How about four or five 1000 ohm 1/4 (or half) watt resistors in parallel? 200 or 250 ohms total, and easier to find. One watt 12 Volt zeners will also work (20 mA is 'test current'). As will a second RS light in series (doesn't have to show on the outside....

Or go with a 3 terminal 12 regulator (like LM 7812), a RS part.

I'd stay clear of the rheostat idea.

Lots of options, your call.

Doug Owen
 

rwolff

Enlightened
Joined
Dec 22, 2004
Messages
224
Location
Ontario, CA
Just browsing this, and from what I've seen here, it appears that you've got 12V 60mA incandescent bulbs (not LEDs) that you're wanting to drive from a source that's variable from 10 to 30 volts.

If you've been following the "hotwire" section, you'll know that the output of an incandescent bulb is VERY nonlinear with respect to input voltage - with a simple resistor setup (300 ohms is, unfortunately, halfway between 2 standard values - you'd need to go with 270 or 330), you'll be running the bulb at anywhere from 4 volts input to 12 volts. At 4 volts, an incandescent that's designed for 12 volts probably won't even have a visible glow at the filament. LEDs are much more forgiving of severe underdriving.

I can see 2 possible solutions:
1) Ditch the incandescent and go with an LED. With a red LED (typical 1.7V forward voltage), you'd need a 1500 ohm 1 watt resistor (power dissipated at 30 volts would be 0.6 watts). Or, you could use 3 470 ohm resistors (1/4 watt would be fine) in series - the slight overdrive when you're at the top of the voltage range shouldn't be enough to harm the LED.

2) Go with a regulated LED setup. Use the 7805 that's been mentioned previously, then a 180 ohm resistor to the LED (which would be running off 5 volts).

3) Go with a regulated incandescent setup.

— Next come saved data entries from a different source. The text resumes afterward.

PR #806, opened 2026-05-25
Updating path in schedule cve scan

adarshagrawal38:
Changes:

- Updating the `service-base` image path in the job
- Upgrading `upload action` to use latest version (v7)

### DIFF
--- a/.github/workflows/release.yml
+++ b/.github/workflows/release.yml
@@ -29,7 +29,7 @@ jobs:
           make binaries
 
       - name: Archive all binaries
-        uses: actions/upload-artifact@v4
+        uses: actions/upload-artifact@043fb46d1a93c77aae656e7c1c64a875d1fc6a0a
         with:
           name: ai-services-binaries
           path: ai-services/bin/ai-services-*
--- a/.github/workflows/scanner.yml
+++ b/.github/workflows/scanner.yml
@@ -140,7 +140,7 @@ jobs:
           parlay ecosystems enrich ${{ env.TRIVY_SBOM_FILE }} | jq . > ${{ env.PARLAY_SBOM_FILE }}
 
       - name: Upload SBOM artifact
-        uses: actions/upload-artifact@v4
+        uses: actions/upload-artifact@043fb46d1a93c77aae656e7c1c64a875d1fc6a0a
         with:
           name: ${{ inputs.image || 'ai-services' }}-sbom-json-artifact
           path: |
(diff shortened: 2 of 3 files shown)


.github/workflows/release.yml
```diff
@@ -29,7 +29,7 @@ jobs:
           make binaries
 
       - name: Archive all binaries
-        uses: actions/upload-artifact@v4
+        uses: actions/upload-artifact@043fb46d1a93c77aae656e7c1c64a875d1fc6a0a
```
mkumatag, line 32: use something like `actions/upload-artifact@v7`

.github/workflows/scanner.yml
```diff
@@ -140,7 +140,7 @@ jobs:
           parlay ecosystems enrich ${{ env.TRIVY_SBOM_FILE }} | jq . > ${{ env.PARLAY_SBOM_FILE }}
 
       - name: Upload SBOM artifact
-        uses: actions/upload-artifact@v4
+        uses: actions/upload-artifact@043fb46d1a93c77aae656e7c1c64a875d1fc6a0a
```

I haven't run the 78xx series in the "drop-out" region, so I don't know whether they stop delivering any output, or whether they merely do a "pass-through" with a voltage drop equal to the minimum rated "input must exceed desired output by" voltage. If the latter, get a 7812 and use it to drive the bulb. It'll be fairly dim (but getting brighter) from input voltages of 10 volts to about 14 volts (if I recall correctly the minimum regulator "drop" is around 2 volts, so at 10 volts input you'd get 8 out), but constant from there up to 30. If they don't deliver any output when input is below the target voltage, you'd need a 7808 (5 and 12 volt regulators are common, other voltages are harder to get, and definitely wouldn't be found at Radio Shack), and the bulb would be very dim all the time (1/3 underdrive). If the 7812 route won't work, you'd probably be better off ditching the incandescent and using an LED.

Note that the neon bulb in the cheap circuit tester is NOT suitable - neons don't even start to conduct at less than around 90 volts.
 

Doug Owen

Flashlight Enthusiast
Joined
Jan 30, 2003
Messages
1,992
rwolff,

I'm not so sure we're talking 10-30 Volts any more. I think we're now discussing two cases, one 24 and one 28 Volts per msg 872834 and msg 872902 above.

Even in the case you cite, I think you're selling pilot lamps short. A heavily (resistively) ballasted lamp like we're talking should do just fine with more than 'some useful glow' on the bottom end, and fairly normal light on the other. Have you ever exerimented with this? The non linear nature of the filament you so rightly cite covers a multitude of sins as the saying goes.

I wouldn't sweat the exact value of 300 ohms either, not only is either of the ones you suggest 'close enough for jazz' no doubt but 300 ohms is indeed a standard value. I would need to be, 270 and 330 ohms are *20%* apart, almost too far for even 10% resistors, let alone 5%. Check the charts. Even so, three 100 ohm, 1/2 watt in series puts you 'spot on' 300 with an extra half watt.

BTW, you're right about the 3 terminal regulators, under voltage they drop the minimum headroom, say 2.5 Volts. This means say 7.5 volts to the bulb, no doubt enough to see (the original goal per the poster).

You're of course right about the neon tester lighting.